Yet, thankfully, many people are starting to look at what they eat.
But as they become ever more health conscious, companies are resorting to manipulative practices that involve not only smell but perception.
Clever packaging has become more important than nutritional content, in the same way that image can triumph over integrity if we allow it to.
My advice is to scrutinise processed foods dont be taken in by the wholesome images on the packaging.
Instead, check labels carefully to see whether the food actually contains the suggested nutritious items, or is made mostly from artificial ingredients and fillers.
Some manufacturers seem to be replacing E numbers with the full chemical name of the food additive in order to make their product appear more wholesome than it really is.
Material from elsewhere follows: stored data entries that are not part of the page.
PR #1263, opened 2016-03-12
feat(articles): Server-side paging for list

### LINKED ISSUE #1048: Object pagination
Hi there.

Is there any pagination system implemented when listing entities?

Thanks!

mleanos:
Adds capabilities to handle the Articles list paging server-side.

~~Updated tests to reflect changes.~~
EDIT: During review of this PR, some concerns were raised. These latest changes are an attempt to address those concerns. Once the implementation is agreed upon, and finalized, I will add tests.

Closes #1048


modules/articles/client/controllers/list-articles.client.controller.js
```diff
@@ -9,7 +9,45 @@
 
   function ArticlesListController(ArticlesService) {
     var vm = this;
+    var rightNow = new Date(Date.now());
 
-    vm.articles = ArticlesService.query();
+    vm.pageChanged = pageChanged;
+
+    init();
```
simison: BTW Angular 1.5 has a new lifecycle hook `$onInit`: 
http://angularjs.blogspot.lt/2016/02/angular-150-ennoblement-facilitation.html

modules/articles/server/controllers/articles.server.controller.js
```diff
@@ -81,7 +81,29 @@ exports.delete = function (req, res) {
...
+  *
+  * The idea behind the filter is that mongoose will start at the beginning of the collection, and move it's way up to 
+  * satisfy the skip condition. This could have performance issues. ref: http://stackoverflow.com/questions/5539955/how-to-paginate-with-mongoose-in-node-js/23640287#23640287
+  */
+
+  //var today = new Date(Date.now());
+  //var dateFloor = (new Date()).setDate(today.getDate() - 365);
+  //var filter = { created: { $gte: req.query.createdAfter || dateFloor } };
+
+  Article.find().limit(take).skip(page * take).sort('-created').populate('user', 'displayName').exec(function (err, articles) {
```
simison: I'm curious why not to use e.g. [mongoose-paginate](https://www.npmjs.com/package/mongoose-paginate) + [express-paginate](https://github.com/expressjs/express-paginate) ?

mleanos: I sort of jumped the gun on submitting this PR. I mostly wanted to get it out there to gain some momentum, and see what we could do without an outside dependency. If we can determine how we want this feature to work by keeping it basic, then we'll be in a much better position to choose the best library (if at all).

ilanbiala: @simison I'm not really a fan of Mongoose plugins, they seem a little shaky and not very stable to me, I really try to avoid them and also because most people who write Mongoose plugins seem less well-maintained.

simison: Actually, seems to be specifically true with mongoose-paginate. The package [got deprecated](https://github.com/edwardhotchkiss/mongoose-paginate/commit/36f3714d19d11f2b8f47f6841e0dfd108519613f) pretty bluntly at some point, but is rolling again it seems.

mleanos: I didn't consider mongoose-paginate at this point because its not compatible with Node < 4.0. Which doesn't matter too much since it looks like we're dropping support for Node .12 anyway.

modules/articles/client/controllers/list-articles.client.controller.js
```diff
@@ -9,7 +9,45 @@
...
+    function init() {
+      vm.itemsPerPage = 20;
+      vm.currentPage = 1;
+
+      vm.statistics = ArticlesService.statistics();
+
+      find();
+    }
+
+    function pageChanged() {
```
ilanbiala: This seems like it's just aliasing, and then you alias this into vm, so why not just do it straight to vm and save on code and memory.

modules/articles/client/controllers/list-articles.client.controller.js
```diff
@@ -9,7 +9,45 @@
...
+        //createdAfter: createdAfter || rightNow.setDate(rightNow.getDate() - 730)
+      }).$promise;
+    }
+
+    function onSearchSuccess(response) {
+      vm.articles = response;
+    }
+
+    function onSearchError(response) {
+      // handle error
```
ilanbiala: need to add code here.

modules/articles/server/controllers/articles.server.controller.js
```diff
@@ -81,7 +81,29 @@ exports.delete = function (req, res) {
  * List of Articles
  */
 exports.list = function (req, res) {
-  Article.find().sort('-created').populate('user', 'displayName').exec(function (err, articles) {
+  // Prepare paging parameters
+  var page = Math.max(0, req.query.page -1); // using a zero-based page index for use with skip()
```
ilanbiala: space after -

modules/articles/server/controllers/articles.server.controller.js
```diff
@@ -81,7 +81,29 @@ exports.delete = function (req, res) {
...
+  var take = req.query.take || 1000;
```
ilanbiala: Why 1000, that seems a bit high as the default, no?

modules/articles/server/controllers/articles.server.controller.js
ilanbiala: This also seems like it wouldn't be performant on collections with lots of entries. @mleanos have you found any sources saying this is the way to go?

mleanos: This [SO post](http://stackoverflow.com/questions/5539955/how-to-paginate-with-mongoose-in-node-js/23640287#23640287) suggests to use a filter on a date field to limit the amount of documents that are being queried. However, the post doesn't take into account the use of the `skip` method. I think the same would apply here with our implementation, if we just add the date field filter; on perhaps `created`. You can see my commented code.

modules/articles/server/controllers/articles.server.controller.js
mleanos: I can changed it to something like 100. I used 1000 just as an example. But you're right, it's too large for a default.

modules/articles/client/controllers/list-articles.client.controller.js
mleanos: I was going to add `vm.error = response.data.message;` I was hoping to get feedback before I built this out too much on the front-end.

mleanos:
@ilanbiala I've changed the implementation to scale better. I think it's pretty close to the best we can get, with a feature like this. Or maybe it's not :flushed: 

I've tested this with 500,000 Article documents. The response time from the server to retrieve the specific page increased as I moved up the pages. Eventually, at around the 9000th page (of 20 articles per page & querying all 500,000 Articles) the server request timed-out. Up to that point, as I reached this limit, the response would take somewhere around 8500 ms at around page 8000. The first few pages took around 25 ms, and I didn't see much increase until I started to get up to around page 50 (1000th Article). I know this isn't a detailed benchmark report of the performance. But I think we get the idea of how this will perform.

I'm wondering what our expectations of this feature are. How well can we expect server-side paging to perform? I don't know what any other library might be doing to solve the same issues that we're facing. At some point our users will have to decided if the implementation makes sense for them, and even if their data grew to a point where this became a performance issue, they could adjust the defaults that we've set for the paging feature.

I'm not opposed to looking at using a library that may be solving this. My goal at this point is to determine what we want out of this feature, and what hurdles we must overcome.

Let me know your thoughts. I'm more than happy to keep at this feature, until we're happy. There's no real rush here.

@codydaig @lirantal @simison Thoughts?

modules/articles/server/controllers/articles.server.controller.js
```diff
@@ -81,14 +81,45 @@ exports.delete = function (req, res) {
...
-      });
-    } else {
-      res.json(articles);
-    }
+  // Prepare paging parameters
+  var page = Math.max(0, req.query.page - 1); // using a zero-based page index for use with skip()
+  var take = req.query.take || 10;
+
+  /** 
+  * I don't like having the filter, so I'm removing it for now. It's going to introduce a bit of complexity.
```
mleanos: I left this comment here, so there is some context of why the filter is there & what the implications of using it are.

modules/articles/server/controllers/articles.server.controller.js
```diff
@@ -81,14 +81,45 @@ exports.delete = function (req, res) {
...
+  * satisfy the skip condition. This could have performance issues. ref: http://stackoverflow.com/questions/5539955/how-to-paginate-with-mongoose-in-node-js/23640287#23640287
+  */
+
+  var today = new Date(Date.now());
+  // only articles from the past 30 days
+  var dateFloor = (new Date()).setDate(today.getDate() - 30);
+  var filter = { created: { $gte: dateFloor } };
+
+  // cap the amount of articles queried
+  var query = Article.find(filter).limit(500).sort('-created');
```
mleanos: 500 might too large for a default amount of Articles to be querying. I'm unsure of where we might want to set this at. Obviously, this default isn't relevant until the amount of documents reached this limit. Our user's requirement will vary quite a bit.

With that said, perhaps 100 is better?

modules/articles/server/controllers/articles.server.controller.js
```diff
@@ -115,3 +146,21 @@ exports.articleByID = function (req, res, next, id) {
     next();
   });
 };
+
+/**
+* Articles collection statistics
+*/
+exports.collectionStats = function (req, res) {
```
mleanos: I left this here, in case we decide to keep it or use it.

modules/articles/client/controllers/list-articles.client.controller.js
simison: Actually I take my words back, seems like `$onInit` works only with new modules.

modules/articles/client/controllers/list-articles.client.controller.js
```diff
@@ -10,6 +10,39 @@
   function ArticlesListController(ArticlesService) {
     var vm = this;
 
-    vm.articles = ArticlesService.query();
+    vm.error = null;
+    vm.find = find;
+
+    init();
```
simison: In Jo

mleanos: You're right. We should use `activate()`. I looked into using Angular 1.5's `$onInit`. But I didn't see how it would work in this scenario. Also, I didn't want to over complicate this PR.

mleanos:
@ilanbiala @simison @codydaig Can we pick this back up since the other bigger PR's have been merged already?

I'd like to figure out if this PR is on the right track. If I need to take a different direction, or look for a library to use then I'm more than happy to do so. At the very least, we should figure out what we want from a feature like this.

mleanos:
@meanjs/contributors Need more eyes on this to determine if I should continue, or go down a different path.

lirantal:
Hi @mleanos , I'm overall neutral about it. Since it shows an example of pagination implementation I guess it may contribute to the stack to show users how to do that.

What is the use for the `db-collection-stats` API routes?

codydaig:
I like the general flow from what I can tell.

modules/articles/server/controllers/articles.server.controller.js
ilanbiala: 100 is probably better. People probably won't consider how intensive this could be.

mleanos:
@lirantal the `db-collection-stats` can be used to collect statistics on a particular collection. If we want to display the total count of Articles in the database, then we can use this route to get that info. In this current PR there is no use for it, but I left it there in case we decided to use it. It might be something that would be *only* used by the Admin area.

mleanos:
I'm not opposed to merely having this branch up on my fork, for reference on how to do it. I'm not 100% sold on the idea that we need it included in the framework. It does introduce some complexity, and potential performance issues; if users don't mind the limitations of a feature such as this.

lirantal:
Like I said before - I'm overall neutral. If we do want to merge this feature I'd remove the collection related code as it is not implemented and only adds extra confusion for readers using the framework.

ilanbiala:
I'd also say that we should merge this in and remove the stats code simply because we aren't using it.

mleanos:
Conflicts after merging #807. I'll rebase, and resolve the conflicts.

ilanbiala:
Sounds good.

modules/articles/client/controllers/list-articles.client.controller.js
mleanos: I've addressed this with my recent commits.

modules/articles/client/controllers/list-articles.client.controller.js
mleanos: I've added this error handling.

modules/articles/server/controllers/articles.server.controller.js
mleanos: Changed to "limit" to 100, and modified the default "take" to 50.

modules/articles/client/controllers/list-articles.client.controller.js
mleanos: updated the modified controllers in this PR to use `activate()`.

mleanos:
@ilanbiala Final review?

vaucouleur:
@mleanos 

Thanks for this PR !  Two quick comments.

This is the current implementation:
```
var query = Article.find(filter).limit(100).sort('-created');
query.count(function (err, count) {
....
}
```
The count is indeed useful to get the total number of hits -- but from a performance point of view, is the sort really necessary for the "count query" ? Could the sort be moved to the other query (the one that does the skip and get the results) ? 

Also, from a functional point of view this time, in this current implementation, the "count query" will be impacted by the limit, isn't it ? It's perfectly OK to limit the result set to a maximum of 100 items, but, I guess, the count of the total number items should always be correct. So, may be, the limit should be moved to the other query.

mleanos:
@vaucouleur Thank for jumping in here, and providing your feedback.

The way the queries are setup in this implementation is to avoid an performance pitfalls with large collections.

The filter query only gets the top 100 Articles from the past 30 days. The reason `limit()` is used here is to avoid iterating through a large dataset. For instance, if we have 100k Articles created in the last 30 days, we don't want to traverse such a large data set when we perform our `skip()` & `limit()` in the next part of the query.

Think of the first query (the one with the filter & limit) as **all** pages. The second part (with the skip & limit) is used to get the **current page**.

From my perspective, we need the `sort()` performed on the first query in order to ensure we get *virtually* the same top 100 Articles based on our filter, and we'll use this data-set as our pool of Articles that we're paging through.

Using the `created` data field, and applying a limit of 100 in the filter query is meant as a guide on how to implement pagination server-side. This filter, and limit, seemed appropriate for Articles. However, users of this framework can adjust this to their specific needs.

I combined the suggestion in [this SO answer](http://stackoverflow.com/a/23640287/2228227) with other suggested methods, for this implementation.

vaucouleur:
@mleanos 

We've got two separate query executions. I was only discussing the first one here, the **count** query.

- Regarding the sort on the **count** query: sorting a collection does not change its count, it's just a waste of CPU cycles.

- Regarding the limit on the **count** query:  Say we have 107 articles. If we are displaying "Currently showing articles from x to y (out of 107)", we cannot write 100 instead of 107 here -- that would be a bug, obviously. If we are just showing the "Go Next Page" button, we must still disable this button if we are on the last page -- therefore we must have the *exact* count.

vaucouleur:
@mleanos   I'm read your comment and you code again, and I think I got a better idea of what you tried to achieve with this "30 days filter". You tried to give a pragmatic solution to an extreme case. I would suggest, instead, to give a fully working solution to the average/reasonable case. That is, the exact total count, assuming a reasonable number of articles. If you want to give an example of server-side pagination, my guess is that this what most users/developers will expect. You can slightly increase the performance by doing the count and the actual page query in parallel (via async for example).

vaucouleur:
Of interest, mongoose 4.5:

https://github.com/Automattic/mongoose/issues/1908

ilanbiala:
@mleanos does the cursor functionality help at all? Would it change this implementation?

mleanos:
@ilanbiala We'd be able to implement a Mongoose Streaming type of solution using the Cursor API. However, I'm unsure of the actual impact of the server-side Mongoose query performance. I'm still looking into that. One thing for sure, is that we'd be able to send an Article back to the client one at a time which could improve load times, and take away some of the heavy lifting on the server-side; we'd be sending smaller packets of data back to the client.

I've played around with such an implementation, but it would introduce a bit more changes & complexity. However, it could be a step in the right direction since streaming data is probably the better way to go.

vaucouleur:
Irrespectively of pagination, streaming would be indeed a good idea. 

Some personal opinions, other might disagree:

- By **default**, we should have no sorting. The order of the articles should be similar to what we would get without pagination. This is both from a correctness and a performance point of view.

- But, the implementation should **support** sorting. Meaning that in addition to the "page" and the "take" argument, the client should be able to pass-in two more parameters: the sort direction {up,down,undefined}.. or {+1, -1, undefined}.. or any other variant/encoding.. it does not matter much.. As well as the sort field name, of course.

- Finally, the implementation should support filtering. That means two additional optional parameters, the sort field, and the filter value. 

One cannot do proper sorting on the client-side with server-side pagination; one cannot do proper filtering on the client-side with server-side pagination. Typically, sorting and filtering must be done on the whole collection, not just on the currently displayed page. So: in order, first optional filtering; then optional sorting; then optional paging.

The discussion whether the "total count" should be part of the same request, or part of a separate request is also very interesting. There are interesting pros and cons in terms of performance, reuse, etc. :

- One might prefer to hit the back-end only once; so one might prefer to have both the "total count" and the "page result" as part of the same response.

- Or, one might prefer to have a dedicated service for this, to be able to reuse the "count service" in an other context. For example, a "dashboard tile" might want to show the total number of "messages" in the user's mailbox, but might not need to show the first 20 messages -- one might also want to pass in a filter option for this count request (eg. to get the count of **unread** messages etc. ).

On final point. It's easy to forget about code duplication, because the standard implementation use very few business objects (article and user). But a reasonably large application will have 10, 20 of them, may be more. So the code in the server-side controller should be as small as possible. Ideally the pagination logic should be factored out. (This also applies to the client side; for example for services. IMHO, it's a bad idea to duplicate code across 20 or 30 services).

It will be interesting to see how this PR moves forward.

hyperreality:
This is a fantastic PR and I would like to see it merged soon. Great points from @vaucouleur too. @vaucouleur are you suggesting that we should add parameters for filtering and sorting in the route to provide a good example? That shouldn't be too hard given the great readable code by @mleanos.

Glancing through there appears to be one potential security issue - the `take` parameter is specified by the user so presumably they could set it to an arbitrarily high number which would defeat the point of paginating for performance reasons. I suggest that a `maxTake` variable is added (say 150), and an error is returned if user tries to grab more results than that at once.

lirantal:
@mleanos what's the state of this one?
Ready? can we merge?

vaucouleur:
@hyperreality That's right. My point is that it cannot be done later. Server-side optional sorting, server-side optional filtering, and server-side pagination must be delivered at the same time. Take your gmail web account for example. It's paginated, most likely. Yet when you enter, "meanjs" in the gmail search-box, the default behavior is to filter on all your emails -- not just the ones that are currently displayed on the current page. This is the default behavior in most cases, and rightly so.

lirantal:
@mleanos ? :)

vaucouleur:
@mleanos Let me know if I can help you. Further testing, documentation, a mongoose plugin, etc. I'm happy to do anything that could help moving your PR forward.

mleanos:
I'm still trying to figure out how to approach this PR, after the great feedback from @vaucouleur. I sort of put it as a lower priority, since this is a feature enhancement & there are other pressing issues/features in this milestone.

I agree with pretty much everything @vaucouleur is saying as well. I just want to do this right, and not rush it.

@hyperreality Thanks for pointing out the vulnerability. I'll adjust to take that into account.

lirantal:
@mleanos no problems. just stressing out that long-open PRs seems to never get in so you might want to push some effort and tight it down or we'll just end up closing it a few months later.
Either way, I totally appreciate all the great PR, review, and work you always put so thumbs up from me any time :)

simison:
@mleanos @lirantal I think it would be important to have this feature in — it's pretty basic functionality that different apps hit pretty early, yet it's kinda complicated to get right without good examples.

lirantal:
@simison I do but I am under the impression that this PR isn't yet ready to merge.

modules/articles/client/views/admin/form-article.client.view.html
```diff
@@ -3,7 +3,7 @@
     <h1>{{vm.article._id ? 'Edit Article' : 'New Article'}}</h1>
   </div>
   <div class="pull-right">
-    <a class="btn btn-primary" ng-click="vm.remove()">
+    <a class="btn btn-primary" ng-click="vm.remove()" ng-if="!vm.isNew">
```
Issue #1260, opened 2016-03-10
TODOs on the Client side


lirantal:
We have a few TODOs that were added, let's see if they make sense or clean them up:
* articles.client.controller.js#L34 - https://github.com/meanjs/mean/blob/master/modules/articles/client/controllers/articles.client.controller.js#L34
* users.client.service.js#L14 - https://github.com/meanjs/mean/blob/master/modules/users/client/services/users.client.service.js#L14

@mleanos would you like to take a stub at this?

mleanos:
I've been thinking about this. Both TODO's have the potential to be big changes.

1. Articles client-controller: May need a big refactor of the service. This could be a first phase of exploring client-side models.

2. Users Admin client-service: This could require some back-end router changes; similar to @trainerbill's suggestion of using `Express.router` in each route configuration.

I'll look into both of these to see if I can come up with a good solution to each, and how much work/refactoring is involved.

lirantal:
Ok so it's either we decide to fullfill the TODOs or we remove them from the code.
@ilanbiala , @codydaig to review if the TODOs are really necessary or not.

ilanbiala:
Both seem valid, and I think they could just be a quick refactor. @mleanos for the first we could just move the code, right? For the second, it might be a bit more refactoring in other places where we use this, so I'm not sure how the dependencies would work out, but if they stay clean across modules then it shouldn't be an issue.

lirantal:
One issue we tackled and merged.
Remaining issues?

mleanos:
@lirantal This [TODO](https://github.com/meanjs/mean/blob/master/modules/users/client/services/users.client.service.js#L73) can wait until after we release 0.5.0. This change will be a bit involved, and I'm still not sure how we want to go about it.

lirantal:
Sure

PR #1266, opened 2016-03-13
feat(articles): ArticlesService extended $resource

mleanos:
Extends the ArticlesService $resource object to include a custom method for creating, or updating, an Article instance.

Related #1260

### DIFF
--- a/modules/articles/client/services/articles.client.service.js
+++ b/modules/articles/client/services/articles.client.service.js
@@ -8,12 +8,46 @@
   ArticlesService.$inject = ['$resource'];
 
   function ArticlesService($resource) {
-    return $resource('api/articles/:articleId', {
+    var Article = $resource('api/articles/:articleId', {
       articleId: '@_id'
     }, {
       update: {
         method: 'PUT'
       }
     });
+
+    angular.extend(Article.prototype, {
+      createOrUpdate: function () {
+        var article = this;
+        return createOrUpdate(article);
+      }
+    });
+
+    return Article;
+
+    function createOrUpdate(article) {
+      if (article._id) {
+        return article.$update(onSuccess, onError);
+      } else {
+        return article.$save(onSuccess, onError);
+      }
+
+      // Handle successful response
+      function onSuccess(article) {
+        // Any required internal processing from inside the service, goes here.
+      }
+
+      // Handle error response
+      function onError(errorResponse) {
+        var error = errorResponse.data;
+        // Handle error internally
+        handleError(error);
+      }
+    }
+
+    function handleError(error) {
+      // Log error
+      console.log(error);
+    }
   }
 }());
--- a/modules/articles/client/controllers/articles.client.controller.js
+++ b/modules/articles/client/controllers/articles.client.controller.js
@@ -31,12 +31,10 @@
         return false;
       }
 
-      // TODO: move create/update logic to service
-      if (vm.article._id) {
-        vm.article.$update(successCallback, errorCallback);
-      } else {
-        vm.article.$save(successCallback, errorCallback);
-      }
+      // Create a new article, or update the current instance
+      vm.article.createOrUpdate()
+        .then(successCallback)
+        .catch(errorCallback);
 
       function successCallback(res) {
         $state.go('articles.view', {


mleanos:
If we're happy with these changes, and going this direction with extending the Angular Resource objects, I'll refactor the rest of the client-side Articles code to follow this pattern. For instance, I'll add a method for the `ArticlesService.query()` method called `find()`/`list()`.

I'll also add some extra logic to the `createOrUpdate` method to return a new Promise, so we can catch errors inside ArticlesService & handle them accordingly.

ilanbiala:
@mleanos take a look at https://github.com/angular/angular.js/issues/10692#issuecomment-69327003

mleanos:
I originally came across this implementation, when investigating https://github.com/meanjs/mean/pull/1149. However, when I came across http://sauceio.com/index.php/2014/07/adding-custom-methods-to-data-models-with-angular-resource/, i like it much better.

Using `angular.extend` allows us to add Class level methods, as well as instance methods. We can separate instance methods from the Class methods like so..
```javascript
var Article = $resource('api/articles/:articleId', {
      articleId: '@_id'
    }, {
      update: {
        method: 'PUT'
      }
    });

    // instance methods
    angular.extend(Article.prototype, {
      createOrUpdate: function () {
        var article = this;
        return createOrUpdate(article);
      }
    });

    // Class methods
    angular.extend(Article, {
      find: function () {
        var articlesResource = this;
        return articlesResource.query();
      }
    });

    return Article;

    function createOrUpdate(article) {
      if (article._id) {
        return article.$update();
      } else {
        return article.$save();
      }
    }
  }
```

Using `Article.prototype.find` would be ambiguous as to whether or not we're working with an instance or the Class itself. And would require a bit more logic.

mleanos:
@codydaig @ilanbiala @lirantal Any thoughts on this implementation?

mleanos:
@ilanbiala Thoughts?

rhutchison:
I personally am a huge fan of angular-model-factory.

modules/articles/client/services/articles.client.service.js
```diff
@@ -8,12 +8,29 @@
...
+    angular.extend(Article.prototype, {
+      createOrUpdate: function () {
+        var article = this;
+        return createOrUpdate(article);
+      }
+    });
+
+    return Article;
+
+    function createOrUpdate(article) {
```
ilanbiala: I would just consider moving this above the return, some people might get confused and forget about hoisting.

ilanbiala:
LGTM other than the one coder order concern I mentioned above.

modules/articles/client/services/articles.client.service.js
mleanos: I think having the function declarations after the return statement make it easier to read, and understand the implementation. 

It follows this [style from John Papa's guide](https://github.com/johnpapa/angular-styleguide/blob/master/a1/README.md#accessible-members-up-top). I don't feel super strong about it, but I think it would help others that are following, or aware of, the style-guide.

mleanos:
@rhutchison I really like the idea of having client-side model's. However, angular-model-factory didn't really impress me. I felt like it added more complexity than it's worth to the project. I'd love to see how you would integrate it into this framework though. Perhaps, there's a benefit that I just didn't see.

Our framework is quite lightweight, so it might be better to give our user's a simple approach, and let them decide if they wanted to implement something like angular-model-factory.

trendzetter:
Thanks! I think it is useful as example of how to use the service to create a separate client side data layer instead of preparing your data in the controller.

ilanbiala:
@mleanos other than adding tests, which may or may not be necessary, LGTM.

mleanos:
I'm pretty sure we already have tests for this functionality. I'll double check though.

ilanbiala:
@mleanos if we don't need to add tests, LGTM.

mleanos:
@ilanbiala I rebased this and added some additional error/callback handling from inside the service.

I verified that we already have test coverage for this functionality. We're testing the `save()` method of the Article client controller, which now implements this new service method.

@codydaig @ilanbiala @lirantal @simison LGTY? If so, I'll merge.

ilanbiala:
LGTM.

mleanos:
@meanjs/contributors I'll merge this in in the next few days, if there are no objections & I can get another LGTM. I just want to make sure we're still ok with this change.

lirantal:
I guess it's ok by me.

codydaig:
LGTM.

A handy booklet on E numbers and possible sideeffects can be obtained from Foresight, the Association for Pre-conceptual Care (send an SAE with a cheque for £2.50 to Foresight, 28 The Paddock, Godalming, Surrey GU7 1XD).
This summer, why not forsake the junk and treat yourself to a big, green, leafy salad every day.
Heres how: make a base of organic green salad leaves and top with grated carrot, courgettes, chopped celery and peppers.
Make it colourful, add chicken pieces, fish or houmous and splash on some french dressing (one part cider vinegar, one part cold-pressed oil, wholegrain mustard, seasoning and a spot of honey).
Delicious!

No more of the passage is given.